PR #87, opened 2017-02-27
Remove unorthodox parens around symbol name SPACE

sirlantis:
As mentioned in #86 so that the next person copy-pasting doesn't run into this.

Seems to be more consistent with other WHATWG specs, like https://html.spec.whatwg.org/

> [...] A U+0054 LATIN CAPITAL LETTER T character (T) or a U+0020 SPACE character [...]
> [...] of the string "CACHE", a single U+0020 SPACE character, the string "MANIFEST" [...]

### DIFF
--- a/index.bs
+++ b/index.bs
@@ -235,7 +235,7 @@ If possible for the environment, clear the console. Otherwise, do nothing.
 
 <emu-alg>
   1. Let _called_ be the number of times _count_ has been invoked (including this invocation) with the provided _label_.
-  1. Let _concat_ be the concatenation of _label_, U+003A COLON (:), U+0020 (SPACE), and ToString(_called_).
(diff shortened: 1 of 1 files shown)


sirlantis:
(very low-impact quality PR - just since I was touching that file anyway)

domfarolino:
I don't know if there's some standard around how unicode characters should be communicated in a spec but I like how [Web IDL](heycam.github.io/webidl/) handles it. Just `CMD+F` in the spec looking for `U+` and you'll see examples like: `U+005F LOW LINE ("_")` where the "format" is `CODE NAME ("char_here")` which would give `U+003A COLON (":"), U+0020 SPACE (" ")` in [`2.1.3. count(label)`](https://console.spec.whatwg.org/#count).

Feel free ignore this comment, as it is a low-impact comment on what you said is a low-impact PR 😉

domenic:
The standard is https://infra.spec.whatwg.org/#code-points :)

• • • •

■ The problem ■
Everything from the line containing "(very low-impact quality" to the end of the listing above must be returned exactly. Both end lines belong in it.

■ Response to this task ■
(very low-impact quality PR - just since I was touching that file anyway)

domfarolino:
I don't know if there's some standard around how unicode characters should be communicated in a spec but I like how [Web IDL](heycam.github.io/webidl/) handles it. Just `CMD+F` in the spec looking for `U+` and you'll see examples like: `U+005F LOW LINE ("_")` where the "format" is `CODE NAME ("char_here")` which would give `U+003A COLON (":"), U+0020 SPACE (" ")` in [`2.1.3. count(label)`](https://console.spec.whatwg.org/#count).

Feel free ignore this comment, as it is a low-impact comment on what you said is a low-impact PR 😉

domenic:
The standard is https://infra.spec.whatwg.org/#code-points :)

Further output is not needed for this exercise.